--- Your task ---
Return the whole of the data exactly.

(Collected data entries)
Start of Block

PR #775, opened 2015-11-11
Remove SOAPAction http header in SOAP 1.2, extra header was causing s…

mszlapa:
SOAP 1.2 request should not contain SOAPAction http header. 

Sending this header causes error on some servers (observed on .net based server)


jsdevel:
Thanks!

End of Block

--- Task result ---
PR #775, opened 2015-11-11
Remove SOAPAction http header in SOAP 1.2, extra header was causing s…

mszlapa:
SOAP 1.2 request should not contain SOAPAction http header. 

Sending this header causes error on some servers (observed on .net based server)


jsdevel:
Thanks!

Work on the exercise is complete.